━━━━━ Source information ━━━━━

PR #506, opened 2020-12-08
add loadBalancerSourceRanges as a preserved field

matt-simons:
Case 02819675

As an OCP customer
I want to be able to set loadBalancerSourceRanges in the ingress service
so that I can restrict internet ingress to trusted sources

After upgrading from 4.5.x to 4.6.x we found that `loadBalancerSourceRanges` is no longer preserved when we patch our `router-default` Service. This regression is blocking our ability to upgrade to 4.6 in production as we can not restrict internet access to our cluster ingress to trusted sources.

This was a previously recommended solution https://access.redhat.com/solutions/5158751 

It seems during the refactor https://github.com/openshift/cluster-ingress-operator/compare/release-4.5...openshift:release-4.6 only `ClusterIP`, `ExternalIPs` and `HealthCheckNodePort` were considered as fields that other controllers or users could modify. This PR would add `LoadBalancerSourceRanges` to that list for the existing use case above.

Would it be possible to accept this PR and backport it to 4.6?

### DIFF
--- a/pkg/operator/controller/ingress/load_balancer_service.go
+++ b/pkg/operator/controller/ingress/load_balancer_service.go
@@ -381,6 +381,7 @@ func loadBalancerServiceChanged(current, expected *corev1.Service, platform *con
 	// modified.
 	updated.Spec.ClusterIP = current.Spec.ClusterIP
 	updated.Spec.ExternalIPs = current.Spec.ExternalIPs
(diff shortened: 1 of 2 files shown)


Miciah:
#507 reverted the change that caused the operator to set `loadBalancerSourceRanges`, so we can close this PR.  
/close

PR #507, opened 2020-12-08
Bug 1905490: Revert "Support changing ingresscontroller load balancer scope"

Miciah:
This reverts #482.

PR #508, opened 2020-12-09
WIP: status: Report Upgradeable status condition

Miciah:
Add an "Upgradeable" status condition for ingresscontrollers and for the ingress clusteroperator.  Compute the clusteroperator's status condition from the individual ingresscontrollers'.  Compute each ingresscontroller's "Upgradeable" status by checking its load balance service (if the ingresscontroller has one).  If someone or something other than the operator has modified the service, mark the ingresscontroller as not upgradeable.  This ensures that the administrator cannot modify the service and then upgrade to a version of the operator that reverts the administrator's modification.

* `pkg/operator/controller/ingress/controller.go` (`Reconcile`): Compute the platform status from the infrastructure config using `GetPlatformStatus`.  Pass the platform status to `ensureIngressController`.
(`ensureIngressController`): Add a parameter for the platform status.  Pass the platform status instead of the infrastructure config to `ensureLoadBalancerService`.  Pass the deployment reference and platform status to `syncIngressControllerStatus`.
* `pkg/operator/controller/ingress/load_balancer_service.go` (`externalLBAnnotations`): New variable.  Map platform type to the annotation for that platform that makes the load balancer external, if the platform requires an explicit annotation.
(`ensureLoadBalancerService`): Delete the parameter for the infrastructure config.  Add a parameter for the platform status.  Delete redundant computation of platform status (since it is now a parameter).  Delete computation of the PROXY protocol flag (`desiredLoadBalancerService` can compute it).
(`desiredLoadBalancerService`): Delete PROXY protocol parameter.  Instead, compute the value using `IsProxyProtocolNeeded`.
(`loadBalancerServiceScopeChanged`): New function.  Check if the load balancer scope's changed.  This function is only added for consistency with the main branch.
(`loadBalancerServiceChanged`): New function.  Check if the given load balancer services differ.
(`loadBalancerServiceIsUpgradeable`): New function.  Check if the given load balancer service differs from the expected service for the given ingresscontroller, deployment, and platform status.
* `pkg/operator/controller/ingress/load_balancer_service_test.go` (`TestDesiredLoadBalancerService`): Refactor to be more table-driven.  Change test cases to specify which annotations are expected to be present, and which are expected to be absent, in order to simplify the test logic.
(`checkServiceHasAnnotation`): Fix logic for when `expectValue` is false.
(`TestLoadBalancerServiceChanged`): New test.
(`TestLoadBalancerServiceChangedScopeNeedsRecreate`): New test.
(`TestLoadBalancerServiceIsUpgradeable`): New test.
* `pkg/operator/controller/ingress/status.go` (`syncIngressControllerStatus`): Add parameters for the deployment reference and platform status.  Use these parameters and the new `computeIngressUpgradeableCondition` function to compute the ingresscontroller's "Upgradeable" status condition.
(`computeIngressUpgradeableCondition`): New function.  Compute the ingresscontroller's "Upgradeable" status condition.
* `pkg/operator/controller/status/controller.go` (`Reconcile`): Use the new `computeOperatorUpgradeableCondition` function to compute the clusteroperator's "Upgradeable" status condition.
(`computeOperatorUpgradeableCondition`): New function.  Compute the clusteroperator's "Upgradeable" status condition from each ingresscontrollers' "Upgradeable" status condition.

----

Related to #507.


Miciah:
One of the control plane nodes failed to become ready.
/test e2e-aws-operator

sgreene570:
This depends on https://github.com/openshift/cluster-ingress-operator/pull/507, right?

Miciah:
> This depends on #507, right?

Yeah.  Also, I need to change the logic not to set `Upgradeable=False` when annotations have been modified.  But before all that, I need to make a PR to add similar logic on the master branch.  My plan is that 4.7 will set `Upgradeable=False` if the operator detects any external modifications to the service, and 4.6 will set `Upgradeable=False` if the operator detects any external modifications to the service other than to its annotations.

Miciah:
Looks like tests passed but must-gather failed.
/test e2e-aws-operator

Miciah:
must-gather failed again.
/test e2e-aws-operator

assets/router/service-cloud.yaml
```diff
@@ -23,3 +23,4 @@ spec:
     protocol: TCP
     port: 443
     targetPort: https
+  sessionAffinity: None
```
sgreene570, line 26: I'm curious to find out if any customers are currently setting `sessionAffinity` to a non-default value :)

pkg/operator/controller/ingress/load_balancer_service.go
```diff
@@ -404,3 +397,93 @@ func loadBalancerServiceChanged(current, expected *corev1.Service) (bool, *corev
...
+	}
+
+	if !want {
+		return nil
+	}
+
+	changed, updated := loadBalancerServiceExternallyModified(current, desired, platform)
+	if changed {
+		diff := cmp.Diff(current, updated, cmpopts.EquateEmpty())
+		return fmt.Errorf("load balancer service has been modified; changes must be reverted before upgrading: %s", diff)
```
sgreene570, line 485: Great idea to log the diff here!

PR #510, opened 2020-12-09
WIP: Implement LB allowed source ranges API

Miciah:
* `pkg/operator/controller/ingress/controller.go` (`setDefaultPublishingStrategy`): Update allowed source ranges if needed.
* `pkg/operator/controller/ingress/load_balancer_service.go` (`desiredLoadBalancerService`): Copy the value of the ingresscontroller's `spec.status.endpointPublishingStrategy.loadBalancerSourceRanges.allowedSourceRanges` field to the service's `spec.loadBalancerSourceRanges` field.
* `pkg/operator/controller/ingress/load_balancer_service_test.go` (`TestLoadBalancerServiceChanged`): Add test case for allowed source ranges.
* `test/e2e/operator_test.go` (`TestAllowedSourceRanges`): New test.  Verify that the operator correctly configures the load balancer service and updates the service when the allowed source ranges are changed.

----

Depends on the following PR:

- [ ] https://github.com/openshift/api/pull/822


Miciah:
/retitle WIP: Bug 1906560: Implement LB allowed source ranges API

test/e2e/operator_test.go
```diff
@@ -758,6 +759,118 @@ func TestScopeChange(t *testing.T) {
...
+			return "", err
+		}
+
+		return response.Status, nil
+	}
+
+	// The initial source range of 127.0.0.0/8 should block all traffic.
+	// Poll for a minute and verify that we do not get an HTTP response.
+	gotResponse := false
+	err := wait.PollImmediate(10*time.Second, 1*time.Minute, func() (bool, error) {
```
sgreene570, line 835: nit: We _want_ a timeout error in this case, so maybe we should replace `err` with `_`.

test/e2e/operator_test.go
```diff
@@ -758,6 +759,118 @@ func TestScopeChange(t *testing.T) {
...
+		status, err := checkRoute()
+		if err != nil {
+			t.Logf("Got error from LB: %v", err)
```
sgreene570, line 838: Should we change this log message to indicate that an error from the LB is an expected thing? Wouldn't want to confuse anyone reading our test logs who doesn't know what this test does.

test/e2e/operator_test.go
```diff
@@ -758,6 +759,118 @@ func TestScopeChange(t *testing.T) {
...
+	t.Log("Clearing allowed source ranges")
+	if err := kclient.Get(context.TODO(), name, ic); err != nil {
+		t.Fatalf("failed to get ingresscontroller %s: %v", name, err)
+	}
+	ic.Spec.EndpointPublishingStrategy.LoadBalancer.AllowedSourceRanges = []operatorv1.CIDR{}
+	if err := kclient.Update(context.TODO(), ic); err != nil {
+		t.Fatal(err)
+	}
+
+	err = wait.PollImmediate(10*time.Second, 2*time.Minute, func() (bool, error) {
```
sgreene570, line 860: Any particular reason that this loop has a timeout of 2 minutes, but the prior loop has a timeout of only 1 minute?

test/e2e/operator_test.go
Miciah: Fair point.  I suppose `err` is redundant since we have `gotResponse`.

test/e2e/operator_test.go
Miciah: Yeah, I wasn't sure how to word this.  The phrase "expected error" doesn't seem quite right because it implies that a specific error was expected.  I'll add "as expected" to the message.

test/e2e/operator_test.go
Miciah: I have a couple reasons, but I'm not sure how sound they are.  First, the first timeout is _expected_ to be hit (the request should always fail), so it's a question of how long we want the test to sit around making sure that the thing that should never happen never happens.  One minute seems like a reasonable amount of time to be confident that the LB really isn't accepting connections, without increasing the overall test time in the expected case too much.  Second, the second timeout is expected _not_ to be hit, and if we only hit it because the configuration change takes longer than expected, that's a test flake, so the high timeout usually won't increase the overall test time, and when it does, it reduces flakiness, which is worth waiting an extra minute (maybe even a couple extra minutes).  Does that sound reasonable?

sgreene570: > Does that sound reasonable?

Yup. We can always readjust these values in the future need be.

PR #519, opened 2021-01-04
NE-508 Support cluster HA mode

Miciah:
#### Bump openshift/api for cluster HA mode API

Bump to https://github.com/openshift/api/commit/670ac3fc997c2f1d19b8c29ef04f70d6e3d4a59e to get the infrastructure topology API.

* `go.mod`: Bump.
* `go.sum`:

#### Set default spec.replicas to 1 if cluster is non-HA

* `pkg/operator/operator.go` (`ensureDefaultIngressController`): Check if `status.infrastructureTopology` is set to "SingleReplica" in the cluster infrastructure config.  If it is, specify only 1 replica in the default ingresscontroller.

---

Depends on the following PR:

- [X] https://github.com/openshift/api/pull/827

━━━━━

• About this task
Pull out all lines containing the word "context" from the entries above.

• Task result
+	if err := kclient.Get(context.TODO(), name, ic); err != nil {
+	if err := kclient.Update(context.TODO(), ic); err != nil {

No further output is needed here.